The Best Unturned Stones

La Liseuse (The Reader) by Jean-Honoré Fragonard

It’s a holiday weekend, but I’m going to be working my tail off pulling extra shifts.  I won’t have time to visit with you lovely people for a few days.  Just in case you’ll miss me, here are my picks of FIVE GREAT EARLY POSTS I wrote back before most of you were reading this blog.  I tried to choose ones that are entertaining and unusual.  In no particular order, they are:

Unanticipated Benefits

How Mom, Spike and Bugs Saved Me from the L.A. Rioters

If you like the work of Hunter S. Thompson, you’ll recognize his influence in this true, twisted tale of seemingly unrelated things converging to turn a potentially lethal situation into a moment of cartoon salvation.

Serpents and Seers

The least-read post in an intermittent series I wrote utilizing Dragon symbolism.

The Poet-Lifesaver

This one about Shawn Phillips, a man born in Texas who found a new life in Port Elizabeth, South Africa has been passed around the internets a lot, so I fished it back to give you another look.

Video Vortex

OK, these are to view, not to read, but they are still very amusing to me.  I sing “Hover Bacon” at least once a day.  I adore humor that is odd or inexplicable, but silly.

Looking for Legends

I re-titled this after I wrote it.  The photo is one I use as the wallpaper on my laptop.  My “peekaboo” banner is a cropped version of one where I was looking out of a canal boat in this place.  It’s still one of my favorite stories of how people from another culture helped me re-frame my emotional association with a piece of popular music from childhood.

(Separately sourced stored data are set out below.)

PR #182, opened 2020-06-29
Provide Content Manifest API endpoint

athos-ribeiro:
Register a new “GET /requests/REQUEST_ID/content-manifest” API
endpoint. All requests should serve at least an empty, valid, content
manifest.

Assembling content manifests should be implemented in a per package
manager manner.

### DIFF
--- a/cachito/web/models.py
+++ b/cachito/web/models.py
@@ -62,6 +62,29 @@ request_config_file_base64_table = db.Table(
 )
 
 
+class ContentManifest:
+    """A content manifest associated with the request."""
+
+    version = 1
+    json_schema_url = (
+        "https://raw.githubusercontent.com/containerbuildsystem/atomic-reactor/"
+        "f4abcfdaf8247a6b074f94fa84f3846f82d781c6/atomic_reactor/schemas/content_manifest.json"
+    )
+    unknown_layer_index = -1
+
+    empty_icm = {
+        "metadata": {
+            "icm_version": version,
+            "icm_spec": json_schema_url,
+            "image_layer_index": unknown_layer_index,
+        },
+    }
+
+    def to_json(self):
+        """Generate the JSON representation of the content manifest."""
+        return self.empty_icm
+
+
 class RequestStateMapping(Enum):
     """An Enum that represents the request states."""
 
@@ -350,6 +373,10 @@ class Request(db.Model):
     config_files_base64 = db.relationship(
         "ConfigFileBase64", secondary=request_config_file_base64_table, backref="requests"
     )
+
+    # This is an empty content manifest which should be returned for all requests whose package
+    # manager does not implement content manifest creation
+    content_manifest = ContentManifest()
 
     def __repr__(self):
         return "<Request {0!r}>".format(self.id)
--- a/cachito/web/static/api_v1.yaml
+++ b/cachito/web/static/api_v1.yaml
@@ -277,6 +277,69 @@ paths:
                 $ref: "#/components/schemas/RequestConfiguration"
       security:
       - "Kerberos Authentication": []
+  "/requests/{id}/content-manifest":
+    get:
+      description: Return the content manifest of a request
+      parameters:
+      - name: id
+        in: path
+        required: true
+        description: The ID of the Cachito request to retrieve the content manifest for
+        schema:
+          type: integer
+      responses:
+        "200":
+          description: The content manifest of the Cachito request
+          content:
+            application/json:
+              schema:
+                type: object
+                properties:
+                  metadata:
+                    type: object
+                    properties:
+                      icm_version:
+                        type: integer
+                        example: 1
+                      icm_spec:
+                        type: string
+                        example: "https://raw.githubusercontent.com/containerbuildsystem/\
+                                  atomic-reactor/f4abcfdaf8247a6b074f94fa84f3846f82d781c6/\
+                                  atomic_reactor/schemas/content_manifest.json"
+                      image_layer_index:
+                        type: integer
+                        example: -1
+                  image_contents:
+                    type: array
+                    items:
+                      type: object
+                      properties:
+                        purl:
+                          $ref: "#/components/schemas/Purl"
+                        dependencies:
+                          type: array
+                          items:
+                            type: object
+                            properties:
+                              purl:
+                                $ref: "#/components/schemas/Purl"
+                        sources:
+                          type: array
+                          items:
+                            type: object
+                            properties:
+                              purl:
+                                $ref: "#/components/schemas/Purl"
+        "404":
+          description: The request wasn't found
+          content:
+            application/json:
+              schema:
+                type: object
+                properties:
+                  error:
+                    type: string
+                    example: The requested resource was not found
   "/requests/{id}/download":
     get:
       description: Download a Cachito request bundle
@@ -387,6 +450,9 @@ components:
         total:
           type: integer
           example: 45
+    Purl:
+      type: string
+      example: "pkg:golang/github.com%2Frelease-engineering%2Fretrodep%2Fv2@v2.0.2"
     RequestBase:
       type: object
       properties:
--- a/cachito/web/api_v1.py
+++ b/cachito/web/api_v1.py
@@ -93,6 +93,21 @@ def get_request_config_files(request_id):
     return flask.jsonify(config_files_json)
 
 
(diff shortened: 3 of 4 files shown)


cachito/web/static/api_v1.yaml
```diff
@@ -277,6 +277,33 @@ paths:
...
+        description: The ID of the Cachito request to retrieve the content manifest for
+        schema:
+          type: integer
+      responses:
+        "200":
+          description: The content manifest of the Cachito request
+          content:
+            application/json:
+              schema:
+                $ref: "https://raw.githubusercontent.com/containerbuildsystem/atomic-reactor/f4abcfdaf8247a6b074f94fa84f3846f82d781c6/atomic_reactor/schemas/content_manifest.json#"
```
athos-ribeiro, line 296: Not sure how to get this one to work. It seems it is not happy with `"type": ["object", "null"]` and it just shows null. The file is being loaded, since the schema title is being imported.

athos-ribeiro:
@mprahl, @lcarva, @ben-alkov, PTAL

athos-ribeiro:
Partially adapted https://github.com/release-engineering/cachito/pull/173 here. Let's keep the other one open as a draft until we finish pulling the idea in. I will close it then.

cachito/web/models.py
```diff
@@ -62,6 +62,29 @@
 )
 
 
+class ContentManifest:
+    """A content manifest associated with the request."""
+
+    version = 1
+    json_schema_url = (
+        "https://raw.githubusercontent.com/containerbuildsystem/atomic-reactor/"
+        "f4abcfdaf8247a6b074f94fa84f3846f82d781c6/atomic_reactor/schemas/content_manifest.json"
```
ben-alkov, line 71: Using a specific commit hash seems brittle...

mprahl: Could you use a Git tag instead of a commit hash?

cachito/web/models.py
```diff
@@ -62,6 +62,29 @@
 )
 
 
+class ContentManifest:
```
mprahl, line 65: Could you move this to a new file? `models.py` is already rather large and this change is not really related to a database schema.

cachito/web/static/api_v1.yaml
mprahl: I'm not sure JSON schema is supported as OpenAPI is an extended subset of JSON schema:
https://swagger.io/docs/specification/data-models/keywords/

cachito/web/models.py
athos-ribeiro: The reason I used the commit in the first place was due to the floating nature of tags. I can move to a tag, knowing we do control the tags in atomic-reactor and they will not change.

cachito/web/static/api_v1.yaml
athos-ribeiro: Any suggestions to avoid duplicating the schema here?

cachito/web/models.py
athos-ribeiro: Actually, we do not have an atomic-reactor release with it, so we would need to wait for the next release cycle to change this. Any other suggestions?

cachito/web/static/api_v1.yaml
athos-ribeiro: I ended up partially pulling in the schema

cachito/web/models.py
mprahl: @athos-ribeiro that's fine. Let's just update it once it's released or you can set it now knowing the URL is invalid until the release.

cachito/web/static/api_v1.yaml
```diff
@@ -277,6 +277,75 @@ paths:
...
+        schema:
+          type: integer
+      responses:
+        "200":
+          description: The content manifest of the Cachito request
+          content:
+            application/json:
+              schema:
+                type: object
+                nullable: true
```
mprahl, line 297: Is this actually true?

cachito/web/static/api_v1.yaml
```diff
@@ -277,6 +277,75 @@ paths:
...
+                properties:
+                  metadata:
+                    type: object
+                    properties:
+                      icm_version:
+                        type: integer
+                        example: 1
+                      icm_spec:
+                        type: string
+                        example: "https://json-schema.icm.example.com"
```
mprahl, line 307: A real example would be nice here so people can go to the schema directly from the Cachito API documentation.

cachito/web/static/api_v1.yaml
```diff
@@ -277,6 +277,75 @@ paths:
...
+                      image_layer_index:
+                        type: integer
+                        example: 1
```
mprahl, line 310: Will Cachito ever return an integer other than `-1` since it has no context of the image that the request is used for?

cachito/web/static/api_v1.yaml
```diff
@@ -277,6 +277,75 @@ paths:
...
+                        purl:
+                          $ref: "#/components/schemas/Purl"
+                        dependencies:
+                          type: array
+                          items:
+                            type: object
+                            properties:
+                              purl:
+                                $ref: "#/components/schemas/Purl"
+                        sources:
```
mprahl, line 325: Will Cachito ever set this? If not, I think this should be removed.

cachito/web/static/api_v1.yaml
```diff
@@ -277,6 +277,75 @@ paths:
...
+                          type: array
+                          items:
+                            type: object
+                            properties:
+                              purl:
+                                $ref: "#/components/schemas/Purl"
+                  content_sets:
```
mprahl, line 332: Will Cachito ever set this? If not, I think this should be removed.

mprahl:
@athos-ribeiro this looks good. I left a few comments. Once addressed, please squash the commits and then it should be good to merge.

cachito/web/static/api_v1.yaml
athos-ribeiro: According to the original schema, it is. We could remove it here since we are not returning null though, since this is just for documenting what cachito is returning.

cachito/web/static/api_v1.yaml
athos-ribeiro: Yes, the idea is that cachito itself will return this one filled for gomod with the module level dependencies, which were the sources used in build time

cachito/web/static/api_v1.yaml
athos-ribeiro: Not really, I will remove this one

cachito/web/static/api_v1.yaml
athos-ribeiro: Removed

cachito/web/static/api_v1.yaml
athos-ribeiro: Changed

cachito/web/static/api_v1.yaml
athos-ribeiro: Changed to `-1`

cachito/web/static/api_v1.yaml
athos-ribeiro: removed

athos-ribeiro:
Comments addressed; commits squashed

cachito/web/static/api_v1.yaml
mprahl: I reread the design document and now remember what sources is for.

cachito/web/static/api_v1.yaml
```diff
@@ -277,6 +277,69 @@ paths:
...
+                    type: object
+                    properties:
+                      icm_version:
+                        type: integer
+                        example: 1
+                      icm_spec:
+                        type: string
+                        example: "https://raw.githubusercontent.com/containerbuildsystem/\
+                                  atomic-reactor/f4abcfdaf8247a6b074f94fa84f3846f82d781c6/\
+                                  atomic_reactor/schemas/content_manifest.json"
```
mprahl, line 308: I think this might be the preferred syntax for long strings in YAML:
```suggestion
                        example: >-
                          https://raw.githubusercontent.com/containerbuildsystem/
                          atomic-reactor/f4abcfdaf8247a6b074f94fa84f3846f82d781c6/
                          atomic_reactor/schemas/content_manifest.json"
```

athos-ribeiro: Wouldn't this add spaces after the slashes though?

mprahl: You're right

I hope these holiday tokens may open new doors between us.


Filed under Emotions, humor, Metaphysics, Music, Television, Thinking about thinking, Travel

4 responses to “The Best Unturned Stones

  1. Cat

    I was startled when I opened up your blog because that is one of my favourite pieces of art. I put it on my Tumblr thingy on March 20:

    Great minds think alike. 😉

    • Yes, it is lovely. Fragonard died completely unknown as a painter. Nobody even wrote him up in the art history books for centuries. Remember what I said about artists being unable to make a living?

  2. i know you are not a woman, but you may find this subject interesting under the book catergory, “what every woman should know”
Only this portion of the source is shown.